1While there are clear links between these novels and other “police procedurals” (not least Georges Simenon’s, which sat on French bookstalls alongside Himes’ works), Himes defies the conventions of the genre in at least two ways relating to the unique biography I have briefly surveyed. First, as the opening section of
A Rage in Harlem suggests, he spends as much time with the “Harlemites” being policed as he does with his policemen, cross-cutting between the investigation of crime(s) and the world being investigated in ways that reveal both surprising connections and extensive disconnection/incomprehension. The latter resonates with the second significant difference in Himes’ version of the police novel, the foregrounding of absurd and grotesque characters and situations, particularly in terms of interpersonal violence. Himes builds from his early prison experience that “anyone is capable of anything” a growing philosophical understanding of the particular nature of the absurdity generated by racism. He titled the second volume of his autobiography
My Life of Absurdity (
Himes 1989) because, he argues, “If one lives in a country where racism is held valid and practiced in all ways of life, eventually, no matter whether one is a racist or a victim, one comes to feel the absurdity of life” (1). Jonathan Eburne suggests that this sense of absurdity goes beyond the negation of meaning manifest in the “theater of the absurd” and toward a surrealist politics that critiques the naturalist assumptions of what Himes called his “social protest novels”: “Far from a merely formal conceit, Himes’s sense of absurdity thus pertains specifically to the conditions of black life in America, through which African Americans are interpolated into racist relations independently of their will, even in spite of their recognition of its effects” (
Eburne 2005, p. 814).
Himes’ over-the-top representations of violence often begin inexplicably for both readers and the novels’ policemen, though in the end they generally are revealed to have been motivated by either inter- or intra-racial exploitation across the steep grids of power and privilege in Harlem. That violence frequently escalates irrationally, absurdly. Although his Black protagonists are much better at reading and intervening in the social world they police than their white counterparts, they are also damaged by their histories, personal and collective. This is most manifest in Coffin Ed’s “hideous” “acid-burnt face” (Real Cool Killers 19), the result of a con man throwing a glass of acid at him in the first novel of the series, which leads him to overreact to perceived threats in subsequent novels. While more rational than their racist fellow cops, Himes’ heroes are inescapably caught in the absurdist matrix of their surroundings and their history, in ways quite distinct from the hard-boiled tradition or its other inheritors. Despite the oft-cited connection to current writer Walter Mosley in terms of the use of detective fiction to indict American racism, by comparison Mosley’s more realist fiction seems cautious and genre-bound. However, Himes’ influence is very evident in two other popular genres—unsurprisingly, ones with even less cultural cachet in dominant literary studies than detective fiction—Blaxploitation films and urban fiction. It is beyond the scope of this essay to trace these connections in any depth, but it is worth noting that Ossie Davis’ adaptation of Himes’ Cotton Comes to Harlem (1965 novel, 1970 film) is often cited as the first Blaxploitation movie, influencing Melvin Van Peebles (who knew Himes) to make the most explicitly anti-racist film in the genre, Sweet Sweetback’s Baadasssss Song (1971). Himes’ influence is equally clear on fellow formerly incarcerated writers, Iceberg Slim (Robert Beck) and Donald Goines, whose work has in turn been broadly influential on hip hop culture, including the current wave of urban fiction writers.
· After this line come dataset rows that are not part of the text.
PR #7401, opened 2026-06-30
JS-1947 Group S2933 issues by class

francois-mora-sonarsource:
## Summary

Recreates the closed work from #7366 on top of the latest `origin/master`, using the new JS Jira key instead of the old `AT-23` branch.

This groups `S2933` (`typescript-eslint/prefer-readonly`) reports by class, preserving each readonly-eligible member as a secondary location and keeping the aggregate quick fix for adding `readonly`.

The branch also carries the nyc ESM loader source-map fallback from the original PR, adapted to the newer `SourceMaps` cache/content-hash implementation now present on `master`.

## Notes

The old generated rule JSON changes already match current `origin/master`. The profile files from the old PR were not replayed because current `master` contains newer profile entries and regenerating rule data produced no profile diff.

## Validation

- `npm install`
- `npm run generate-rule-data:maven`
- `npm run generate-meta`
- `npx tsx --tsconfig packages/tsconfig.test.json --test packages/analysis/src/jsts/rules/S2933/unit.test.ts packages/analysis/tests/jsts/linter/index.test.ts packages/analysis/tests/tools/nyc-esm-loader.test.ts`
- `npx tsc -b packages`
- `npm run bbf`


francois-mora-sonarsource:
Follow-up note on inline ESLint suppressions: this grouping decorator intercepts raw upstream `context.report()` calls and re-reports one grouped issue on the class. ESLint applies inline disable comments only after rule execution, so a member-level disable such as `eslint-disable-next-line @typescript-eslint/prefer-readonly` would not match the grouped class-level report.

I do not think this should block JS-1947: inline suppressions for this rule are expected to be uncommon, and the PR improves the default reporting experience substantially. Handling this properly also deserves a generic solution for decorators that relocate or aggregate reports, instead of special-casing S2933 or duplicating ESLint directive semantics.

Tracked as JS-2001: add a reusable metadata-driven guard so decorators can opt out of custom grouping/relocation when relevant inline ESLint disables are present, forwarding original reports and letting ESLint apply its native suppression logic.

packages/analysis/src/jsts/rules/S2933/decorator.ts
```diff
@@ -0,0 +1,334 @@
...
+
+function findInnermostClassContaining(classes: ClassNode[], index: number): ClassNode | null {
+  let owner: ClassNode | null = null;
+
+  for (const classNode of classes) {
+    if (
+      classNode.range[0] <= index &&
+      index <= classNode.range[1] &&
+      (!owner || classNode.range[0] >= owner.range[0])
+    ) {
```
erwan-leforestier-sonarsource: Worth adding a comment about what this condition is checking because it's not clear to me

packages/analysis/src/jsts/rules/S2933/decorator.ts
```diff
@@ -0,0 +1,334 @@
...
+  report(
+    context,
+    {
+      loc: primaryLocation.loc,
+      message: 'Mark these members as `readonly`.',
+      ...(fix && { fix }),
+    },
+    secondaryLocations,
+  );
+}
```
erwan-leforestier-sonarsource: I saw that you tried to extract this `reportGroupedIssue` in a reusable helper in this commit: http://github.com/SonarSource/SonarJS/pull/7401/changes/bf16d3e62c8ba32c120dcbc04416bf004fa21efc
But it was then reverted. Why not having this in a separate helper ?

erwan-leforestier-sonarsource (approved):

The many detractors of this new wave of publications that has spawned imprints and special shelves in public libraries include Terry McMillan, who rants about “exploitative, destructive, racist, egregious, sexist, base, tacky, poorly-written, unedited, degrading books” in a widely circulated letter to Simon and Schuster urging them to abandon a new series (qtd. in
Broyard 2002). These commenters would do well to realize how precisely their objections echo those raised to Himes’ novels in their moment (and to Blaxploitation, Goines, “gangsta rap”, and so on). In each case, the objections tend to miss the irony, absurdity, and signifying that Houston Baker and others have shown to be central to African American literary and oral culture from its inception, in favor of an anxiously literal reading of such texts as realist narratives of urban life. That such objections arise in response to literary texts alongside their more prevalent expressions in response to music, film and TV is in keeping with that critical tradition, as Baker’s inheritors have traced the roots of pop cultural irony and play back through the Harlem Renaissance and beyond.
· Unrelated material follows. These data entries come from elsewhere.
PR #7404, opened 2026-06-30
JS-1731 Fix S6551 typeof guard false positives

francois-mora-sonarsource:
## Summary

Fixes JS-1731 by adding a narrow S6551 decorator suppression for identifiers used in implicit string contexts when an enclosing `if` consequent is guarded by `typeof` checks proving the same bound variable is primitive.

The suppression handles primitive equality checks, reversed comparisons, `typeof value !== "object"`, conjunctions, and disjunctions. It resolves identifiers through ESLint scope so same-name shadowing does not suppress incorrectly, and it rejects suppression after reassignment before the report site.

## Why

`@typescript-eslint/no-base-to-string` can still report after guards such as `typeof value !== "object"` because TypeScript may expose a broad narrowed type like `{}` / `{} | undefined`, even though runtime object stringification cannot occur in the guarded branch.

## Tests

- `npx tsx --tsconfig packages/tsconfig.test.json --test --test-reporter=spec --test-reporter-destination=stdout packages/analysis/src/jsts/rules/S6551/cb.test.ts`
- `npm run bridge:compile`
- `git diff --check`
- `npx prettier --check packages/analysis/src/jsts/rules/S6551/decorator.ts packages/analysis/src/jsts/rules/S6551/cb.fixture.ts`

----
## Summary by Gitar

- **CI/CD pipeline updates:**
  - Modified `build.yml` to export and validate JavaScript coverage reports via `actions/upload-artifact` and `actions/download-artifact`.
  - Removed redundant coverage caching logic in favor of direct artifact propagation between CI jobs.
- **Refactored S6551 rule logic:**
  - Extracted false positive suppression logic into a dedicated `false-positives/` module to improve maintainability and support complex conditional checks.


francois-mora-sonarsource:
## Review feedback

Reviewed the diff — logic checks out overall (scope resolution, shadowing, reassignment/destructuring/loop invalidation, and the conjunction/disjunction semantics in `conditionMakesBranchSafeToStringify` all behave correctly against the fixture cases). Two minor, non-blocking points:

1. **Likely dead code** — `isImplicitlyStringified` in [`guarded-by-typeof-check.ts`](packages/analysis/src/jsts/rules/S6551/false-positives/guarded-by-typeof-check.ts#L104-L127) climbs through `TSAsExpression`/`TSTypeAssertion`/`TSNonNullExpression` parents to "transparently walk through TypeScript-only wrappers." But the caller (`isGuardedByTypeofCheckFalsePositive`) already requires `node.type === 'Identifier'` before calling in. Per the upstream `no-base-to-string` rule, when a template-literal/`+` operand is wrapped (e.g. `` `${value as any}` `` or `` `${value!}` ``), the reported node is the wrapper itself, not the inner identifier — so by the time this loop runs, `node.parent` being a TS wrapper shouldn't occur from a real report. Worth a quick `RuleTester` check with a wrapped-identifier fixture case; if confirmed dead, the branch (and its comment) could be dropped for clarity.

2. **Completeness gap (safe direction)** — the same function only recognizes `TemplateLiteral` and `BinaryExpression` (`+`) as implicit-stringification contexts, not `AssignmentExpression` with `+=`. So a guarded case like `if (typeof value !== 'object') { rendered += value; }` (no template literal) stays unsuppressed even though it's just as safe as the tested `` rendered += `${value}` `` case. This only means a missed suppression, never an incorrect one, so it's safe but incomplete relative to the PR's goal — could be a good follow-up if worth the extra branch.

Both are minor/non-blocking — no correctness bugs found, and test coverage (fixture Compliant/Noncompliant cases + upstream sentinel tests) is solid.

asya-vorobeva (approved):
LGTM 🥇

2 However, it is important to note that alongside McMillan’s assumptions about race in urban fiction lie assumptions about gender, class and aesthetic weakness that slide from the texts and their writers onto the “degrad[ed]” audience. Hence it is almost
too ironic that rapper Sister Souljah is now one of the most widely read authors of urban fiction. Souljah first gained notoriety when Bill Clinton willfully misread her comments about the 1992 LA uprising in a bid to show himself to be a different kind of Democrat—the kind who would go on to support the 1994 Crime Omnibus Bill that contributed significantly to mass incarceration. One imagines that Himes would have been unsurprised that her books produce equally absurd misreadings.
- ii.
Chester Himes, From Campus to Jail
Similar dynamics and similarly divergent responses emerge when college students and incarcerated people (hereafter, “MCF students”
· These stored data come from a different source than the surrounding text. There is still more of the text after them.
PR #7407, opened 2026-06-30
Implement S8967: inline snapshots should not contain interpolations

nathsou:
## Summary
- implement S8967 for inline snapshot template interpolations in Jest and Vitest
- keep the detection narrow to built-in inline snapshot matchers rooted in `expect(...)`, including `not`, `resolves`, and `rejects`
- add focused unit tests and sync the generated rule metadata/profile data

## Links
- Jira: JS-1964
- RSPEC: https://github.com/SonarSource/rspec/pull/7269

----
## Summary by Gitar

  - Implemented `S8967` to detect template interpolations in Jest and Vitest inline snapshots.
- **Shared logic extraction:**
  - Extracted chain-walking logic into a new helper, `expect-call-chain.ts`, to support `S8967` and refactor `S8780`.
- **Refactoring:**
  - Updated `S8780` to utilize the new `collectCallChain` and `getRootCall` helpers, improving handling of computed member access in expectation chains.
- **Testing and metadata:**
  - Added comprehensive unit tests for `S8967` and updated `Sonar_way_profile.json` to include the new rule.


packages/analysis/src/jsts/rules/S8960/rule.ts
```diff
@@ -0,0 +1,217 @@
+/*
```
guillemsarda, line 1: This folder shouldn't be in this PR

packages/analysis/src/jsts/rules/S8967/rule.ts
```diff
@@ -0,0 +1,133 @@
...
+): boolean {
+  const fqn = getFullyQualifiedName(context, call.callee);
+  if (fqn) {
+    return fqn === '@jest.globals.expect' || fqn === 'vitest.expect';
+  }
+
+  return (
+    (frameworks.jest || frameworks.vitest) &&
+    isIdentifier(call.callee, 'expect') &&
+    isUnresolved(call.callee, context)
```
guillemsarda: `isUnresolved()` feels too broad for the fallback bare-`expect(...)` check. This code is really trying to answer “is this the framework global expect?”, so a more specific helper based on scope/defs would make the intent clearer and reduce the risk of future false positives from shadowed locals (although very unlikely). For instance:

```ts
function isGlobalExpect(context: Rule.RuleContext, node: estree.Identifier): boolean {
  const variable = getVariableFromName(context, node.name, node);
  return node.name === 'expect' && (!variable || variable.defs.length === 0);
}
```

and then:

```ts
return (
  (frameworks.jest || frameworks.vitest) &&
  isIdentifier(call.callee, 'expect') &&
  isGlobalExpect(context, call.callee)
);
```

guillemsarda (changes requested):
No big changes requested

packages/analysis/src/jsts/rules/S8960/rule.ts
nathsou: Fixed by rebasing

guillemsarda (approved):
Image

PR #7418, opened 2026-07-01
Implement S8968: Tests should be skipped explicitly

nathsou:
## Summary

- Implement S8968: report a conditional `return` (no `else`, no value) used as the first statement of an `it`/`test` callback to bail out of a test, when it's followed by more code — instead of calling the test framework's explicit skip mechanism. Every target framework reports such a test as **passed**, not skipped, hiding the fact its assertions never ran.
- Scoped to Mocha, Vitest, Playwright, node:test, and Bun. Jest and Jasmine are intentionally out of scope; AVA/QUnit are excluded because both already fail a test by default when it completes without an assertion, so the false-pass premise doesn't apply there.
- Detection deliberately does not reuse `helpers/mocha.ts`'s `extractTestCase` as-is: that helper assumes the callback is always argument index 1, which misses the 3-argument `test(name, options, fn)` form used by node:test and Playwright. Uses `isTestCase` plus a local "last function-typed argument" extraction instead, and excludes already-`.skip()`-marked calls (a permanently skipped test can't produce the misleading "passed" outcome this rule targets).
- No type information required — purely syntactic, identical behavior for JS and TS.

## Testing

- `cb.fixture.js`/`cb.fixture.ts` cover all 5 frameworks' noncompliant/compliant shapes from the RSPEC, plus: if/else present, unconditional return with nothing after it, return with a value, return inside a nested `forEach` callback, `beforeEach` hook (out of scope), a second guard clause in a two-guard sequence (only the first is flagged), the `specify` alias, `it.skip(...)`/`it.only(...)` interaction, 3-argument `test(name, { ... }, fn)` forms, and the chained `.skipIf(cond)(...)` shape (not recognized as a test case at all — no crash, no false positive).
- `npx tsx --test packages/analysis/src/jsts/rules/S8968/*.test.ts` passes.

## Links

- Jira: https://sonarsource.atlassian.net/browse/JS-1974
- RSPEC PR: https://github.com/SonarSource/rspec/pull/7272

----
## Summary by Gitar

- **New rule added:**
  - Implemented `S8968` to identify tests using implicit guard returns instead of explicit skip mechanisms.
- **Rule cleanup:**
  - Removed `S8960` rule files and configuration, as these were superseded in this PR.
- **Infrastructure improvements:**
  - Added comprehensive fixtures for `S8968` covering `bun`, `mocha`, `node-test`, `playwright`, and `vitest`.
  - Updated `Sonar_way_profile.json` to include `S8968` and `S8960` (the latter was added to the profile in the same commit batch).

3) at Monroe Correctional Facility, a county jail, read Chester Himes together, as they have been doing each spring for the past 20 years. One can see tension even in the framing of the endeavor for the two audiences. While on campus the reading groups are the “Jail Project”, a service-learning option for students in a general education literature class, at the jail they are the “Nazareth book club.” I find this to be a productive tension, inviting participants into both the seriousness of purpose of an academic project and the casualness and social connectivity of a book club. However, it is fair to say that for me on campus, and for the Education Coordinator at the jail, those labels are also useful in obtaining permission to run the program at all.
The tension in the different framing, however, is only the beginning, opening as it does onto broader questions about authority, prestige, communities of readers and the power to fix literary meaning that echo through the reception of Himes and his followers’ work that I have explored above. Just as Himes’ fiction defies easy generic and ideological categories, so too do the readings that emerge from MCF and Nazareth students gathered in the jail classrooms complicate the usual dynamics of hermeneutic power in the campus classroom. As a result, for me and for many participants, the Jail Project has led to a much broader rethinking of whose interpretations of literary texts matter, and in what ways.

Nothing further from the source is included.